In 2012 there was an outcry, which is still echoing, about the decision by the two big retailers in Australia to dramatically reduce the price of their home milk brand to just a $1 per litre.
This was effectively the first salvo in the price reduction war that has now had Coles permanently reducing 100 products in it’s supermarkets and now having the same price reduction for Milk in it’s convenience store outlets.
For customers this can amount to significant savings each week and has driven prices of items at other supermarkets down as well, making the budget just a little less stretched for most homes. So it is a win, right?
The problem is that the lower prices are either meaning that suppliers are now going to be paid less so that the supermarkets can keep their normal margins, or the supermarkets are absorbing the loss in order to drive traffic into their stores.
If suppliers are being paid less and costs like grain and feed are going up (as they have over the last year due to a rise from the US), how are businesses like the milk farmers to continue to grow or even survive?
The outcry that has been heard about the price drops has been coming not only from farmers and their associations but also from consumer groups. One of the questions being asked by all of these critics is “if the farmers go, where is the product going to come from?” The answer is obviously overseas.
Australians are inherently bias toward purchasing Australian products, so this price reduction could be a long term gamble on the part of the retailers.

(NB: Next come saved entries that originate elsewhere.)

PR #495, opened 2024-05-14
Add waiters and example for IaaS network areas

joaopalet:


services/iaas/wait/wait.go
```diff
@@ -0,0 +1,152 @@
...
+		if err != nil {
+			return false, area, err
+		}
+		if area.AreaId == nil || area.State == nil {
+			return false, area, fmt.Errorf("create failed for network area with id %s, the response is not valid: the id or the state are missing", areaId)
+		}
+		if *area.AreaId == areaId && *area.State == CreateSuccess {
+			return true, area, nil
+		}
+		return false, area, nil
```
DiogoFerrao, line 38: Typically, we return nil in the response if the waiter isn't done yet. Is there something unique going on here?

services/iaas/wait/wait.go
```diff
@@ -0,0 +1,152 @@
...
+			return false, nil, nil
+		}
+		oapiErr, ok := err.(*oapierror.GenericOpenAPIError) //nolint:errorlint //complaining that error.As should be used to catch wrapped errors, but this error should not be wrapped
+		if !ok {
+			return false, area, fmt.Errorf("could not convert error to oapierror.GenericOpenAPIError: %w", err)
+		}
+		if oapiErr.StatusCode != http.StatusNotFound {
+			return false, area, err
+		}
+		return true, nil, nil
```
DiogoFerrao, line 79:
```suggestion
		return true, area, nil
```

services/iaas/wait/wait.go
DiogoFerrao: I think this is valid for most `return false,...` statements in this file

joaopalet: It was intentional, I think there's no arm in also returning the current state of the object here. What we have documented for this field is `response contains data regarding the current state of the resource targeted by the async action, if applicable`

DiogoFerrao: Ok, good to know 😁

DiogoFerrao (approved):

There is also a strong feeling in the community that they do not want to have cheaper prices if it means that farmers and others suffer as a result.
Therefore is the reduction of prices actually a good thing for all of us?
With this new price drop on the 100 products by Coles, the Merchandise Director, John Durkan, is certain that it will be good for suppliers as people rush to buy the lower priced items. This will cause increased demand and therefore sales for the suppliers. The basic principle seems to be that there may be a lower price being paid to the suppliers but because of the increased demand the suppliers will still be fine.
There is an Australian saying “that the proof of the pudding is in the eating”. This means that we simply have to wait to find out whether the prediction of increased sales is actually going to have the beneficial effect that is being predicted or if the farmers and their associations are right.